(Saved entries)
§

PR #5554, opened 2021-01-12
Unit test structure is refactored

### LINKED ISSUE #5552: Unit test structure should be refactored
## Details

Automated tests should be re-organized to clearly define the different types of tests: unit, integration, e2e.

kjohnson:
Resolves #5552

## Description

Combines WP unit and PHP unit tests as `unit` tests. WP unit tests blur the lines of unit and integration, but this is a compromise between _purity_ and practicality.

## Pre-review Checklist


JasonTheAdams (commented):
Looks good, @kjohnson. We'll probably want some kind of `RefreshDatabase` trait that can be applied to a test Class to start a transaction before each test and then rollback after each test. Otherwise, the database will bloat (and likely make conflicts) as more tests run.

.github/workflows/wordpress.yml
```diff
@@ -22,7 +22,7 @@ jobs:
     strategy:
       matrix:
         php: [ 5.6, 7.2 ]
-        wordpress: [ '4.9', '5.0', '5.1', '5.2', '5.3', '5.4', '5.5', latest ]
+        wordpress: [ 4.9, 5.6, latest ]
```
JasonTheAdams, line 25: We can probably just do:
```suggestion
        wordpress: [ 4.9, latest ]
```

kjohnson: Ah, sure, because `latest` would cover the 5* range 👍🏻

kjohnson:
@JasonTheAdams Re: `RefreshDatabase`: It looks like `WP_UnitTestCase` (via `WP_UnitTestCase_Base`) already handles the database cleanup, see [WP_UnitTestCase_Base#145](https://core.trac.wordpress.org/browser/trunk/tests/phpunit/includes/abstract-testcase.php#L145).

```php
/**
 * After a test method runs, reset any state in WordPress the test method might have changed.
 */
public function tearDown() {
    global $wpdb, $wp_query, $wp;
    $wpdb->query( 'ROLLBACK' );
    // ...
}
```

.github/workflows/wordpress.yml
kjohnson: Resolved via 7d767ec

JasonTheAdams:
@kjohnson Well looky there! Today I learned WordPress already does that.
Ah shucks

.github/workflows/wordpress.yml
```diff
@@ -54,7 +54,7 @@ jobs:
 
       - name: Setup tests
         run: |
-            bash tests/bin/install.sh wordpress_test root root localhost ${{ matrix.wordpress }}
+            bash tests/unit/bin/install.sh wordpress_test root root localhost ${{ matrix.wordpress }}
 
       -   name: Execute tests
           run: vendor/bin/phpunit
```
JasonTheAdams, line 60: @kjohnson Just because I happened to run into this on GiveIO, I suggest the following:
```suggestion
          run: php -d memory_limit=-1 vendor/bin/phpunit
```

kjohnson: Sounds good! Suggestion merged.

For reference: https://github.com/impress-org/giveio/commit/b401c1a4dc794877a4e3362b544d06408fc5fed0

JasonTheAdams (approved):
I made a couple changes to the `install.sh` file to allow for spaces in the socket path, but I was able to get everything set up and successfully ran all of the tests. 👍

JasonTheAdams:
Hmm... something isn't working right with the tests on Github Actions. Don't merge.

§

REQUIRED ACTION:
After reading the records above, say how many lines hold the string "https", using only a number.

FINISHED EXERCISE:
2